Tell how many lines of the data below have the string "home" in them. Say nothing more.

Start of Block

Issue #3611, opened 2020-03-31
CI Cuda Jobs


RudolfWeeber:
This is the suggested list of GPU CI jobs to run in the future:
* Ubuntu 20.04 with Ubuntu-supplied Cuda 10.1
* Ubuntu 18.04 with Ubuntu-supplied Cuda 9.1
* NVidia supplied Ubuntu with Cuda-latest (currently 10.2)
* OSX with Cuda 10.2
* Ubuntu 20.04 with Rocm (3, I suppose?)

This ticket only pertains to GPU jobs. Everything else CI/docker is a different matter

mkuron:
We can drop CUDA on OSX. Apple hasn't shipped Macs with Nvidia GPUs since the Kepler generation and CUDA 10.2 is the last version to support Kepler.

jngrad:
Here's the status:
* Ubuntu 20.04 with Ubuntu-supplied Cuda 10.1 -> done, we can drop our `cuda10.1` image
* Ubuntu 18.04 with Ubuntu-supplied Cuda 9.1 -> done, we can drop our `cuda9.2` image
* Ubuntu 20.04 with ROCm -> base image `dev-ubuntu-20.04` not yet available
* Nvidia-supplied Ubuntu with Cuda-latest -> base image `nvidia/cuda:10.2-devel-ubuntu20.04` not yet available
* OSX with Cuda 10.2 -> removed
* Ubuntu 16.04 with Cuda 9 and Clang 6 -> removed

jngrad:
Concerning the NVidia-supplied Ubuntu image, we run into the following CMake issue when looking for CUDA package cublas with `find_library(CUDA_CUBLAS_LIBRARIES NAMES cublas PATHS ...)`:
```
CMake Error: The following variables are used in this project, but they are set to NOTFOUND.
Please set them or make sure they are set and tested correctly in the CMake files:
CUDA_cublas_device_LIBRARY (ADVANCED)
    linked by target "sd_gpu" in directory /home/espresso/espresso/libs/stokesian_dynamics/src

-- Configuring incomplete, errors occurred!
```
[...]

PR #3684, opened 2020-04-24
Move Clang-Tidy and sanitizers to Clang 9 in Ubuntu 20.04

### LINKED ISSUE #3627: Move clang-tidy, ASAN, UBSAN to clang-9
Results so far:
Build with Clang9 on the ICP machines:
* Clang++ cannot be used for the Cuda code, unless we are prepared to patch thrust. The code makes use of `va_printf` which is not defined (https://github.com/thrust/thrust/issues/1032). Alternatively, we could include the workaround discussed in the isseu in Espresso. Personally, I'd just use Nvcc.
* The following clang-tidy checks get triggered due to a more modern clang-tidy:

    * bugprone-exception-escape,
    * bugprone-macro-parentheses,
    * bugprone-narrowing-conversions,
    * bugprone-unhandled-self-assignment,
    * modernize-avoid-c-arrays,
  
  As per the discussion on the Espresso meeting, I'll disable them. If we want, we can address (part of) them separately.
* The ASAN needs ASAN_OPTIONS="allocator_may_return_null=1" to avoid an error from an OpenMPI library

### LINKED ISSUE #3650: Clang++ 9.0 and boost::optional rebind semantics in CUDA code
I get a compiler error on `src/core/grid_based_algorithms/lbgpu_cuda.cu` with Clang++-9.0, boost 1.71 and CUDA 10.1 from `nvidia-cuda-toolkit` on Ubuntu 20.04. The two offending functions are:
https://github.com/espressomd/espresso/blob/48ba8d16152ca44e09cb2da2a03b2e4d99665a4b/src/core/grid_based_algorithms/lbgpu_cuda.cu#L3042-L3048

According to the [boost::optional docs](https://www.boost.org/doc/libs/1_71_0/libs/optional/doc/html/boost_optional/rebinding_semantics_for_assignment_of_optional_references.html), we should be able to rebind an optional using the assignment operator, even if that optional is already initialized. The following MWE compiles just fine as a .cpp file, but fails as a .cu file:
```c++
#include <boost/optional.hpp>
template <typename T>
class A {
public:
  A(T &a) : x(a) {}
  T x;
};
boost::optional<A<int>> rng_counter_coupling_gpu;

void foo(int a) {
  rng_counter_coupling_gpu = A<int>(a);
}
```
```
$> clang++-9 -pedantic -fPIC -std=c++14 -c mwe.cpp
$> clang++-9 -pedantic -fPIC -std=c++14 --cuda-gpu-arch=sm_52 -c mwe.cu
mwe.cu:11:28: error: use of overloaded operator '=' is ambiguous (with operand types 'boost::optional<A<int> >' and 'A<int>')
  rng_counter_coupling_gpu = A<int>(a);
  ~~~~~~~~~~~~~~~~~~~~~~~~ ^ ~~~~~~~~~
/usr/include/boost/optional/optional.hpp:993:5: note: candidate function [with Expr = A<int>]
    operator= ( Expr&& expr )
    ^
/usr/include/boost/optional/optional.hpp:1064:5: note: candidate function [with T_ = A<int>]
    operator= ( T_&& val )
    ^
/usr/include/boost/optional/optional.hpp:1047:15: note: candidate function
    optional& operator= ( optional && ) = default;
              ^
/usr/include/boost/optional/optional.hpp:1035:15: note: candidate function
    optional& operator= ( optional const& rhs ) = default;
              ^
1 error generated when compiling for sm_52.
```
It's not reproducible on the ICP machines with `clang++-9 -pedantic -fPIC -std=c++14 --cuda-gpu-arch=sm_52 --cuda-path=/usr/local/cuda-10.0 -c mwe.cu`. I had to start `docker run --user espresso --runtime=nvidia espressomd/docker-ubuntu-20.04:01cf23487c9eeec758daf425c9947d8089ed9da0 bash` and install `nvidia-cuda-toolkit`.

Making `foo()` check the initialization status of the optional doesn't help:
```c++
void foo(int a) {
  if(rng_counter_coupling_gpu) {
    *rng_counter_coupling_gpu = A<int>(a);
  } else {
    rng_counter_coupling_gpu = A<int>(a);
  }
}
```
Making `foo()` always derefence is wrong, but compilation of the .cu file finally succeeds:
```c++
void foo(int a) {
  *rng_counter_coupling_gpu = A<int>(a);
}
```
It's wrong because dereferencing an un-initialized boost optional will cause an assertion to throw, and this is indeed what happens if you do that in a .cpp file with `int main() { foo(1); }`. Yet ESPResSo compiles with this incorrect workaround in `lbgpu_cuda.cu`, and all the tests pass.

What am I missing here?

jngrad:
Fixes #3627, fixes #3650, closes #3636

Description of changes:
- run Clang-Tidy, ASAN, UBSAN in the Ubuntu 20.04 image
- re-enable Clang-Tidy on CUDA code
- fix Clang-Tidy 9 warnings
- replace `boost::optional` by custom code in CUDA sources
- remove unused code


jngrad:
@RudolfWeeber According to the Clang-Tidy 9 job [logfile](https://gitlab.icp.uni-stuttgart.de/espressomd/espresso/-/jobs/226004), it took 81 min to run, of which around 18 min were spent pulling the image from GitHub. Hopefully, as we increase usage of that image, it will remain in the runners cache and take as long to run as the Clang-Tidy 6 image. To that effect, I will in an upcoming PR replace the `cuda10.1` image by the Ubuntu 20.04 image (#3611).

From my side, we can now remove the `clang:6.0` job and switch the `empty` job from Clang 6 to Clang 9. After this PR is merged, I'll further simplify CI images by removing the Clang 6 image (it's still required at the moment for clang-format in the `style` job, I overlooked that packages in the Ubuntu 20.04 image) and merging the `cuda10.1` and Ubuntu 20.04 images together. There will be other considerations when doing that change, so let's limit this PR to the Clang-Tidy change.

You can now run static analysis on an ICP machine. There is a slight discrepancy in the version number, Ubuntu 20.04 has the bugfixed version 9.0.1 while ICP machines have 9.0.0. There are `boost::mpi` warnings, but they won't cause a compiler error and will disappear once we migrate ICP machines to Ubuntu 20.04, which has a more recent Boost version where the issue was fixed. You'll still need to tell Clang where to find the CUDA library, since ICP machines have multiple ones installed and Clang selects the first one available, aka CUDA 8.0. The CUDA 10.0 we have still has thrust 1.9.3 which has the `va_printf` bug, so you'll need to either copy the library somewhere and change thrust to 1.9.5, or install CUDA 10.1 in `/usr/local`; this inconvenience will also be resolved when we migrate to Ubuntu 20.04. Here is the command line I use to run Clang-Tidy locally without docker:
```sh
CC=clang-9 CXX=clang++-9 cmake .. -DWITH_CUDA=ON -DWITH_CUDA_COMPILER=clang \
  -DWITH_CLANG_TIDY=ON -DCMAKE_CXX_FLAGS=--cuda-path=/work/jgrad/cuda-10.0-thrust195
```

jngrad:
Nevermind, `clang-format-9` is already in the Ubuntu 20.04 image. We can drop the `clang:6.0` image in this PR.

src/core/BondList.hpp
```diff
@@ -171,7 +171,8 @@ class BondList {
 
     return *this;
   }
-  BondList &operator=(BondList &&rhs) noexcept {
+  // NOLINTNEXTLINE(bugprone-exception-escape)
+  BondList &operator=(BondList &&rhs) {
```
fweik: This should probably be fixed, because it has performances effects if `BondList` is nothrow-move-assignable... Do you remember what the problem here was?

src/core/BondList.hpp
```diff
@@ -224,6 +225,7 @@ class BondList {
    */
   bool empty() const { return m_storage.empty(); }
 
+  // NOLINTNEXTLINE(bugprone-exception-escape)
```
fweik, line 228: Same here as in L175

src/core/BondList.hpp
jngrad: I accidentally removed the `noexcept`, good that you spotted that.

jngrad:
```
/home/espresso/espresso/src/core/BondList.hpp:174:13: error: an
exception may be thrown in function 'operator=' which should not
throw exceptions [bugprone-exception-escape,-warnings-as-errors]
  BondList &operator=(BondList &&rhs) noexcept {
            ^
/home/espresso/espresso/src/core/BondList.hpp:227:15: error: an
exception may be thrown in function 'swap' which should not throw
exceptions [bugprone-exception-escape,-warnings-as-errors]
  friend void swap(BondList &lhs, BondList &rhs) {
              ^
```

fweik: Ah, probably because the respective operations in the boost container can throw. I think since there is no performance benefit from them at the moment we could just switch the backend to `std::vector`. I'm a bit uncomfortable about all the linter exceptions...

src/utils/include/utils/mpi/gatherv.hpp
```diff
@@ -61,6 +61,7 @@ void gatherv_impl(const boost::mpi::communicator &comm, const T *in_values,
 
     /* not in-place */
     if (in_values != out_values) {
+      // NOLINTNEXTLINE(clang-analyzer-core.NullDereference)
```
fweik: This can be easily fiixed: `if(in_value && out_value && in_values != out_values)`

src/core/electrostatics_magnetostatics/scafacos.cpp
```diff
@@ -230,7 +229,7 @@ double long_range_energy() {
              std::inner_product(particles.charges.begin(),
                                 particles.charges.end(),
                                 particles.potentials.begin(), 0.0);
-    } else {
+    } else { // NOLINT(readability-else-after-return)
```
fweik: I think this can be easily fixed remove the `else {}`

src/core/electrostatics_magnetostatics/scafacos.cpp
```diff
@@ -269,26 +268,26 @@ void tune_r_cut() {
...
+  /* Run bisection */
   while (std::fabs(r_min - r_max) > tune_limit) {
     const double dr = 0.5 * (r_max - r_min);
     const double t_mid = time_r_cut(r_min + dr);
     t_min = time_r_cut(r_min);
     t_max = time_r_cut(r_max);
 
     if (t_min <= 0.0) {
-      r_min += tune_limit;
+      r_min += tune_limit; // NOLINT(clang-analyzer-deadcode.DeadStores)
```
fweik: I think this _is_ a dead store, so it can be removed

src/core/electrostatics_magnetostatics/scafacos.cpp
```diff
@@ -269,26 +268,26 @@ void tune_r_cut() {
...
       break;
     }
 
     if (t_max <= 0.0) {
-      r_min -= tune_limit;
+      r_min -= tune_limit; // NOLINT(clang-analyzer-deadcode.DeadStores)
```
fweik: I think this _is_ a dead store, so it can be removed

src/core/grid_based_algorithms/OptionalCounter.hpp
```diff
@@ -0,0 +1,64 @@
...
+ * ESPResSo is distributed in the hope that it will be useful,
+ * but WITHOUT ANY WARRANTY; without even the implied warranty of
+ * MERCHANTABILITY or FITNESS FOR A PARTICULAR PURPOSE.  See the
+ * GNU General Public License for more details.
+ *
+ * You should have received a copy of the GNU General Public License
+ * along with this program.  If not, see <http://www.gnu.org/licenses/>.
+ */
+
+#pragma once
```
fweik: We are a header guard code base, also `#pragma once` has it's own set of problems...

src/core/grid_based_algorithms/OptionalCounter.hpp
```diff
@@ -0,0 +1,64 @@
...
+ *  and CUDA 10.1 (see espressomd/espresso#3650).
+ */
+class OptionalCounter {
+private:
+  Utils::Counter<uint64_t> m_counter;
+  bool m_initialized;
+
+public:
+  OptionalCounter() : m_counter{}, m_initialized(false) {}
+  OptionalCounter(Utils::Counter<uint64_t> &counter)
```
fweik: `const &`

src/core/BondList.hpp
jngrad: Me too, but I only added these `NOLINT` in places where I couldn't find a quick fix. Hopefully we can address them in the future.

src/core/grid_based_algorithms/OptionalCounter.hpp
```diff
@@ -0,0 +1,64 @@
...
+      : m_counter(counter), m_initialized(true) {}
+  OptionalCounter &operator=(Utils::Counter<uint64_t> &counter) {
```
fweik: `const &` or take by value, in which case you can drop the self-assignment check

src/core/grid_based_algorithms/OptionalCounter.hpp
```diff
@@ -0,0 +1,64 @@
...
+    if (&m_counter != &counter) {
+      m_counter = counter;
+      m_initialized = true;
+    }
+    return *this;
+  }
+  OptionalCounter &operator=(Utils::Counter<uint64_t> &&counter) {
```
fweik: This has no benefit over the copy version and can be dropped.

src/core/grid_based_algorithms/lbgpu_cuda.cu
```diff
@@ -1173,9 +1173,11 @@ calc_values_in_LB_units(LB_nodes_gpu n_a, Utils::Array<float, 19> &mode,
   } else {
     d_p_v[print_index].rho = 0.0f;
 
+    // NOLINTNEXTLINE(modernize-loop-convert)
```
fweik: `boost::fill(d_p_v[print_index].v, 0.f)` ?

src/core/grid_based_algorithms/lbgpu_cuda.cu
```diff
@@ -1173,9 +1173,11 @@ calc_values_in_LB_units(LB_nodes_gpu n_a, Utils::Array<float, 19> &mode,
...
     for (int i = 0; i < 3; i++)
       d_p_v[print_index].v[i] = 0.0f;
 
+    // NOLINTNEXTLINE(modernize-loop-convert)
```
fweik: See above

.clang-tidy
```diff
@@ -36,7 +36,7 @@ Checks: |
    readability-string-compare,
    readability-uniqueptr-delete-release,
    readability-function-size'
-WarningsAsErrors: '*'
+WarningsAsErrors: '*,-clang-analyzer-core.StackAddrEscapeBase,-clang-analyzer-optin.mpi.MPI-Checker'
```
fweik, line 39: So the conclusion was that there is no smaller gun than excluding `core.StackAddrEscapeBase`? This is really unfortunate because this is almost always a bug, as it is in the place where the warning is caused in boost mpi...

src/core/BondList.hpp
fweik: Make `noexcept`

fweik (changes requested):
That was a lot of work, thank you! I looked over the changes, and most of them is fairly uncontroversial.
I've marked a few place where I think a linter exception can be avoided by a reasonably simple change. In general I don't think we should use that many exceptions, but linter exceptions should be a last resort in places where there is a false positive or the broken code is beyond our control e.g. in a library. (the latter means that we are knowingly shipping broken code, which is what a linter exception means in such a case).

.clang-tidy
mkuron: This should already be fixed by the Boost version shipped in Ubuntu 20.04.

src/core/electrostatics_magnetostatics/scafacos.cpp
jngrad: Obviously, but could it be a bug, e.g. someone accidentally adding a `break;`? I looked into the history, but it has been like this for several years.

.clang-tidy
jngrad: Yes it's unfortunate, but Clang-Tidy offers no alternative for this warning. A conflicting priority here is that we need to be able to compile the code with the dev environment of the ICP machines, where we have the old Boost version (until we migrate to Ubuntu 20.08).

src/core/electrostatics_magnetostatics/scafacos.cpp
fweik: No I think it's fine, the `r_{min, max}` are only used internally for the bisection, which is terminated by the `break`. Adding the linter exception makes it look as if this was there on purpose, which will make somebody in the future spend time figuring out why this jean-noel dude in 2020 added an linter exception to keep a dead store :-)

.clang-tidy
fweik: Ok, @mkuron it's not sufficient that this is fixed on ubuntu 20.04, it needs to be fixed in all supported boost versions, which is not the case.

mkuron: > need to be able to compile the code with the dev environment of the ICP machines

Do you depend on warnings-as-errors there? As a stop-gap fix, you might just patch the header in /usr/include/boost locally for the time being. Frank already set up a test install of Ubuntu 20.04 today and it's looking pretty good, so upgrading the ICP is probably more a matter of weeks rather than months.

> it needs to be fixed in all supported boost versions, which is not the case

Does it? End users don't do clang-tidy. Since we require a specific version of clang-tidy anyway (whatever version is installed in our Docker container at any given time is likely the only version that gives zero warnings for the code base at the same time), it doesn't matter if we need a certain Boost version to get zero warnings. Other versions of clang-tidy usually give small but non-zero numbers of warnings. That may even already be the case for other versions of boost.

jngrad: I agree this warning provides valuable information but we will have to wait for ICP computers to migrate to Ubuntu 20.04 before we can revert this change.

fweik (approved):
LGTM

.clang-tidy
fweik: If you stilll want to have a discussion about this, please open a ticket. I think we should go forward with this PR now.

End of Block

▶ Answer for this exercise: 3